# Problem details
Give the number of lines in the records below that contain the word "TestFunctions", and nothing more.

*** Opening Provided records ***

PR #3215, opened 2023-11-09
Emmarothwell1/restricted _function_space: Implement a RestrictedFunctionSpace class. 

emmarothwell1:
# Implement a RestrictedFunctionSpace class.
(Part of an M4R project)
This inherits from FunctionSpace, with the main difference being how boundary conditions are treated.  
This will hopefully be used in cases where users have boundary conditions they want to apply.


firedrake/functionspaceimpl.py
```diff
@@ -1170,6 +1170,108 @@ def local_to_global_map(self, bcs, lgmap=None):
...
+        self.function_space = function_space
+        boundary_set = set()
+        self.bcs = bcs
+        for bc in bcs:
+            boundary_set = boundary_set.union(set(bc.sub_domain))
+        self.boundary_set = frozenset(boundary_set)
+        self.name = name or (function_space.name + "_"  
+                             + "_".join(sorted(
+                                [str(i) for i in self.boundary_set])))
+        self._shared_data = sdata = get_shared_data(function_space._mesh, function_space.ufl_element(), self.boundary_set)
```
ksagiyam, line 1188: `super().__init__()` sets `self.node_set` etc. using `shared_data` of the parent function space (so, in your current example, `V_res.node_set is V.node_set`).
We should probably define `_init_with_shared_data` method and do something like:
```
class FunctionSpace(...):
    sdata = get_shared_data(mesh, elem)
    self._init_with_shared_data(mesh, elem, name, sdata)

class RestrictedFunctionSpace(...):
    boundary_set = ...
    sdata = get_shared_data(mesh, elem, boundary_set=boundary_set)
    self._init_with_shared_data(mesh, elem, name, sdata)
```

ksagiyam:
In serial `lgmap` is not aware of the changes you have made in `dmcommon.make_global_numbering`:
https://github.com/OP2/PyOP2/blob/d017d594e0bda694a71c4180fbfeae1cba473e93/pyop2/types/dataset.py#L122.
I think we can just delete `self.comm.size == 1` case.

firedrake/functionspacedata.py
```diff
@@ -416,9 +420,10 @@ def __init__(self, mesh, ufl_element):
         except NotImplementedError:
             entity_permutations = None
 
+       
         # Create the PetscSection mapping topological entities to functionspace nodes
         # For non-scalar valued function spaces, there are multiple dofs per node.
-        key = (nodes_per_entity, real_tensorproduct)
+        key = (nodes_per_entity, real_tensorproduct, boundary_set)
```
ksagiyam, line 426: `self.map_cache` must also be keyed by `boundary_set`.

ksagiyam:
With the above changes, I was able to get a 4 x 4 matrix with nonzeros only on the top-left 2 x 2 submatrix; this indicates that your lgmap is correct. The problem now reduces to getting a matrix of the right shape.
The allocation of a matrix is done in `assemble.py` using `op2.Sparsity`. The actual assembly is done in the same file using `op2.Parloop`.
When allocating, the size of the matrix is set here [https://github.com/OP2/PyOP2/blob/d017d594e0bda694a71c4180fbfeae1cba473e93/pyop2/sparsity.pyx#L140](https://github.com/OP2/PyOP2/blob/d017d594e0bda694a71c4180fbfeae1cba473e93/pyop2/sparsity.pyx#L136), where `rset.size` is `rset.set.size`, which is the size of `core + owned` DoFs of the given rank. Here, `rset.set` is `V.node_set`. As we now want the size of the reduced matrix here, we probably want `V.node_set` to store the size of the "constrained owned DoFs" as, say, `V.node_set.constrained_size`, when we make `node_set` here https://github.com/firedrakeproject/firedrake/blob/9c50131b511845db99542a7f6e1bebcbf14bcd73/firedrake/functionspacedata.py#L107.
The computation of the size of the "constrained owned DoFs" should probably be done when we compute renumbering to push "constrained owned DoFs" to the end of `core + owned` block.

We currently only renumber (reorder) entities so that a local vector sees core, owned, and ghost DoFs in this order; we compute renumbering using `dmcommon.plex_renumbering` https://github.com/firedrakeproject/firedrake/blob/8d97a0741907a54cfea1aa48a1ec4903f11756b3/firedrake/cython/dmcommon.pyx#L2265 when we construct a mesh, and set that to a section at https://github.com/firedrakeproject/firedrake/blob/8d97a0741907a54cfea1aa48a1ec4903f11756b3/firedrake/cython/dmcommon.pyx#L1231C41-L1231C41 so that `PetscSectionGetOffset()` would return offsets in the local vector as we want. 
As we now want to push "constrained owned DoFs" to the end of the `core + owned` block,
when `dmcommon.create_section` is called with `boundary_set`, we need to compute renumbering using `dmcommon.plex_renumbering` (with additional argument `boundary_set`) instead of using the one stored in the mesh. When we do this, we can also compute the size of the constrained owned DoFs.

ksagiyam:
You should also push your PyOP2 branch and do something exactly like this https://github.com/firedrakeproject/firedrake/pull/3288/files for CI to pick up your PyOP2 branch.

ksagiyam:
Some PRs that will conflict with yours have just been merged, so you will need to rebase when you have time. Specifically, there has been a change in `functionspaceimpl.py`. I think the easiest way to deal with this is to first respect all changes in `functionspaceimpl.py` on `master` and then cherry pick/apply your changes on top of that, or just do it in your favorite way.

ksagiyam (changes requested):
You need to rebase to make CI running.

As for PyOP2, this PR https://github.com/OP2/PyOP2/pull/714 has made `Mat` and `Sparsity` inherit sizes from `Dataset.layout_vec`, which represents corresponding vectors, so, after rebasing, you should only need to shrink the size of `Dataset.layout_vec`.

You will also need to run `make` in PyOP2, just as you do in Firedrake after changing Cython file. Before running `make` in PyOP2, you will need to:
```
export PETSC_DIR=$VIRTUAL_ENV/src/petsc
export PETSC_ARCH=default
```
.

ksagiyam:
Cache issue has been sorted out https://github.com/firedrakeproject/firedrake/pull/3355, so rebase.

firedrake/functionspaceimpl.py
```diff
@@ -676,7 +681,10 @@ def node_count(self):
     def dof_count(self):
         r"""The number of degrees of freedom (includes halo dofs) of this
         function space on this process. Cf. :attr:`FunctionSpace.node_count` ."""
-        return self.node_count*self.value_size
+        node_count = self.node_count
+        for sub_domain in self.boundary_set:
+            node_count -= len(self._shared_data.boundary_nodes(self, sub_domain))
+        return node_count*self.value_size
```
ksagiyam, line 687: I think we should leave `dof_count()` unchanged, but change `node_count()` as:
```
    @utils.cached_property
    def node_count(self):
        ...
        constrained_node_set = set()
        for sub_domain in self.boundary_set:
            constrained_node_set.update(self._shared_data.boundary_nodes(self, sub_domain))
        return self.node_set.total_size - len(constrained_node_set)
```

firedrake/functionspaceimpl.py
```diff
@@ -792,6 +800,86 @@ def collapse(self):
...
+
+    Notes
+    -----
+    If using this class to solve or similar, a list of DirichletBCs will still
+    need to be specified on this space and passed into the function.
+    """
+    def __init__(self, function_space, name=None, boundary_set=frozenset()):
+        label = ""
+        for boundary_domain in boundary_set:
+            label += str(boundary_domain)
```
ksagiyam, line 827: We probably want `_` or something to distinguish '(1, 2)' and '(12, )'.

firedrake/functionspaceimpl.py
```diff
@@ -815,6 +903,7 @@ def __init__(self, spaces, name=None):
         self._ufl_function_space = ufl.FunctionSpace(mesh.ufl_mesh(),
                                                      finat.ufl.MixedElement(*[s.ufl_element() for s in spaces]))
         self.name = name or "_".join(str(s.name) for s in spaces)
+        self._label = "_".join(str(s._label) for s in spaces)
```
ksagiyam, line 906: Probably:
```suggestion
        label = ""
        for s in spaces:
            label += "(" + s._label + ")_"
        self._label = label
```
or anything that is not ambiguous.

tests/regression/test_restricted_function_space.py
```diff
@@ -0,0 +1,245 @@
+import pytest
+import numpy as np
+from firedrake import *
+
+
+def compare_function_space_assembly(function_space, restricted_function_space,
+                                    bcs, res_bcs=[]):
+    u = TrialFunction(function_space)
+    v = TestFunction(function_space)
+    original_form = u * v * dx
```
ksagiyam, line 10:
```suggestion
    original_form = inner(u, v) * dx
```
to make it complex safe. The same change must happen everywhere in the below.

tests/regression/test_restricted_function_space.py
```diff
@@ -0,0 +1,245 @@
...
+    bc_res = DirichletBC(W_res.sub(0), 0, 4)
+
+    sigma2, u2 = TrialFunctions(W_res)
+    tau2, v2 = TestFunctions(W_res)
+
+    sigma, u = TrialFunctions(W)
+    tau, v = TestFunctions(W)
+
+    a = (dot(sigma, tau) + div(tau)*u + div(sigma)*v)*dx
+    a2 = (dot(sigma2, tau2) + div(tau2)*u2 + div(sigma2)*v2)*dx
```
ksagiyam, line 178:
```suggestion
    a = (inner(sigma, tau) + inner(u, div(tau)) + inner(div(sigma), v))*dx
    a2 = (inner(sigma2, tau2) + inner(u2, div(tau2)) + inner(div(sigma2), v2))*dx
```
and so on.

ksagiyam (changes requested):

ksagiyam:
Also please run `make lint` and fix lint failures.

firedrake/assemble.py
```diff
@@ -1745,7 +1746,10 @@ def _as_global_kernel_arg_output(_, self):
         elif any(V.ufl_element().family() == "Real" for V in Vs):
             el, = (create_element(V.ufl_element()) for V in Vs
                    if V.ufl_element().family() != "Real")
-            return self._make_dat_global_kernel_arg(el, V.boundary_set)
+            boundary_set = set()
+            for V in Vs:
+                boundary_set.union(set(V.boundary_set))
+            return self._make_dat_global_kernel_arg(el, frozenset(boundary_set))
```
ksagiyam, line 1752: I think this block should be more like:
```
            for V in Vs:
                if V.ufl_element().family() != "Real":
                    el = create_element(V.ufl_element())
                    boundary_set = V.boundary_set
                    break
```

ksagiyam (changes requested):

tests/regression/test_restricted_function_space.py
```diff
@@ -0,0 +1,246 @@
...
+    v_res, u_res = TestFunction(V_res), TrialFunction(V_res)
+
+    M = -inner(grad(u), grad(v))*dx - inner(u, v)*dx
+    eigenproblem = LinearEigenproblem(A=inner(v, u.dx(0))*dx, M=M, bcs=bc,
+                                      bc_shift=100, restrict=True)
+    eigensolver = LinearEigensolver(eigenproblem, n_evals=2)
+
+    M_res = -inner(grad(u_res), grad(v_res))*dx - inner(u_res, v_res)*dx
+    other_eigenproblem = LinearEigenproblem(A=inner(v_res, u_res.dx(0))*dx, M=M_res,
+                                            bcs=bc_res, bc_shift=100, restrict=False)
```
ksagiyam, line 228:
```suggestion
    other_eigenproblem = LinearEigenproblem(A=inner(u_res.dx(0), v_res)*dx, M=M_res,
                                            bcs=bc_res, bc_shift=100, restrict=False)
```

tests/regression/test_restricted_function_space.py
```diff
@@ -0,0 +1,246 @@
...
+
+
+def test_restricted_eigenvalue_problem_2():
+    # test if restrict=True gives same non-boundary eigenvalues as restrict=False
+    mesh = UnitSquareMesh(1, 1)
+    V = FunctionSpace(mesh, "CG", 1)
+    bc = DirichletBC(V, 0, 1)
+    v, u = TestFunction(V), TrialFunction(V)
+    eigenproblem = LinearEigenproblem(A=inner(v, u.dx(0))*dx, bcs=bc,
+                                      bc_shift=100, restrict=False)
```
ksagiyam, line 241:
```suggestion
    eigenproblem = LinearEigenproblem(A=inner(u.dx(0), v)*dx, bcs=bc,
                                      bc_shift=100, restrict=False)
```

tests/regression/test_restricted_function_space.py
```diff
@@ -0,0 +1,246 @@
...
+    eigensolver = LinearEigensolver(eigenproblem, n_evals=4)
+    other_eigenproblem = LinearEigenproblem(A=inner(v, u.dx(0))*dx, bcs=bc,
+                                            bc_shift=100, restrict=True)
```
ksagiyam, line 244:
```suggestion
    other_eigenproblem = LinearEigenproblem(A=inner(u.dx(0), v)*dx, bcs=bc,
                                            bc_shift=100, restrict=True)
```

firedrake/functionspaceimpl.py
ksagiyam: I meant you wouldn't need to change `dof_count` as long as you changed `node_count` correctly (which has been done):
```
    @utils.cached_property
    def dof_count(self):
        ...
        return self.node_count*self.value_size
```

ksagiyam (changes requested):

firedrake/assemble.py
```diff
@@ -1600,7 +1601,8 @@ def build(self):
                                 extruded=extruded,
                                 extruded_periodic=extruded_periodic,
                                 constant_layers=constant_layers,
-                                subset=self._needs_subset)
+                                subset=self._needs_subset,
+                                signature=signature)
```
ksagiyam, line 1605: I think we do not need to pass signature here, as `kernel_args` will distinguish what we want to distinguish. I think the issue we originally had was that `_GlobalKernelBuilder` was cached keyed by `form.signature()`, by `form.signature()` did not correctly label restricted functions, which has been fixed.

ksagiyam (changes requested):

.github/workflows/build.yml
```diff
@@ -84,6 +84,7 @@ jobs:
             --install defcon \
             --install gadopt \
             --install asQ \
+            --package-branch pyop2 emmarothwell1/restricted_function_space \
```
emmarothwell1, line 87:
```suggestion
            --package-branch pyop2 emmarothwell1/restricted_function_space_review \
```

firedrake/functionspaceimpl.py
```diff
@@ -792,6 +800,87 @@ def collapse(self):
...
 
+class RestrictedFunctionSpace(FunctionSpace):
+    r"""A representation of a function space, with additional information
+    about where boundary conditions are to be applied.
+
+    If a :class:`FunctionSpace` is represented as V, we can decompose V into
+    V = V0 + VΓ, where V0 contains functions in the basis of V that vanish on
+    the boundary where a boundary condition is applied, and VΓ contains all
+    other basis functions. This means that the :class:`RestrictedFunctionSpace`
+    corresponding to V is V0.
```
dham, line 811: Modify this to explain that when solving, test and trial functions are drawn from V0 only, and values of the solution in VΓ are treated as constant.

firedrake/solving.py
```diff
@@ -138,7 +138,7 @@ def _solve_varproblem(*args, **kwargs):
     eq, u, bcs, J, Jp, M, form_compiler_parameters, \
         solver_parameters, nullspace, nullspace_T, \
         near_nullspace, \
-        options_prefix = _extract_args(*args, **kwargs)
+        options_prefix, restrict = _extract_args(*args, **kwargs)
```
dham, line 141: Need to doculemt the `restrict` argument in the `solve` docstring.

firedrake/variational_solver.py
```diff
@@ -57,22 +61,48 @@ def __init__(self, F, u, bcs=None, J=None,
             compiler (optional)
         :is_linear: internally used to check if all domain/bc forms
             are given either in 'A == b' style or in 'F == 0' style.
+        :param restrict: (optional) flag indicating whetehr or not to change
+            the function space the arguments of the forms are defined on
+            to their restricted counterpart, based off the bcs. The output
+            space remains the same.
```
dham, line 67:
```suggestion
        :param restrict: (optional) If `True`, use restricted function spaces,
            that exclude Dirichlet boundary condition nodes,  internally for
            the test and trial spaces. 
```

firedrake/variational_solver.py
```diff
@@ -311,6 +343,10 @@ def __init__(self, a, L, u, bcs=None, aP=None,
                  Jacobian is constant (i.e. does not depend on
                  varying fields).  If your Jacobian does not change, set
                  this flag to ``True``.
+        :param restrict: (optional) flag indicating whetehr or not to change
+                 the function space the arguments of the forms are defined on
+                 to their restricted counterpart, based off the bcs. The output
+                 space remains the same.
```
dham, line 349:
```suggestion
        :param restrict: (optional) If `True`, use restricted function spaces,
            that exclude Dirichlet boundary condition nodes,  internally for
            the test and trial spaces. 
```

dham (changes requested):

firedrake/variational_solver.py
```diff
@@ -57,22 +61,48 @@ def __init__(self, F, u, bcs=None, J=None,
...
+
         if not isinstance(self.u, function.Function):
             raise TypeError("Provided solution is a '%s', not a Function" % type(self.u).__name__)
+
         # Use the user-provided Jacobian. If none is provided, derive
         # the Jacobian from the residual.
         self.J = J or ufl_expr.derivative(F, u)
+        self.F = F
+        self.Jp = Jp
+        self.restrict = restrict
```
dham, line 81:
```suggestion
        for bc in bcs:
            if isinstance(bc, EquationBC):
                restrict = False
        self.restrict = restrict
```

firedrake/variational_solver.py
```diff
@@ -44,7 +48,7 @@ class NonlinearVariationalProblem(NonlinearVariationalProblemMixin):
     def __init__(self, F, u, bcs=None, J=None,
                  Jp=None,
                  form_compiler_parameters=None,
-                 is_linear=False):
+                 is_linear=False, restrict=False):
```
dham, line 51:
```suggestion
                 is_linear=False, restrict=True):
```

firedrake/solving.py
```diff
@@ -321,9 +323,11 @@ def _extract_args(*args, **kwargs):
     form_compiler_parameters = kwargs.get("form_compiler_parameters", {})
     solver_parameters = kwargs.get("solver_parameters", {})
     options_prefix = kwargs.get("options_prefix", None)
+    restrict = kwargs.get("restrict", False)
```
dham, line 326:
```suggestion
    restrict = kwargs.get("restrict", True)
```

dham (changes requested):

ksagiyam (approved):

.github/workflows/build.yml
```diff
@@ -84,6 +84,7 @@ jobs:
             --install defcon \
             --install gadopt \
             --install asQ \
+            --package-branch pyop2 emmarothwell1/restricted_function_space_review \
```
ksagiyam, line 87:
```suggestion
```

*** Closing Provided records ***

# Problem solution
2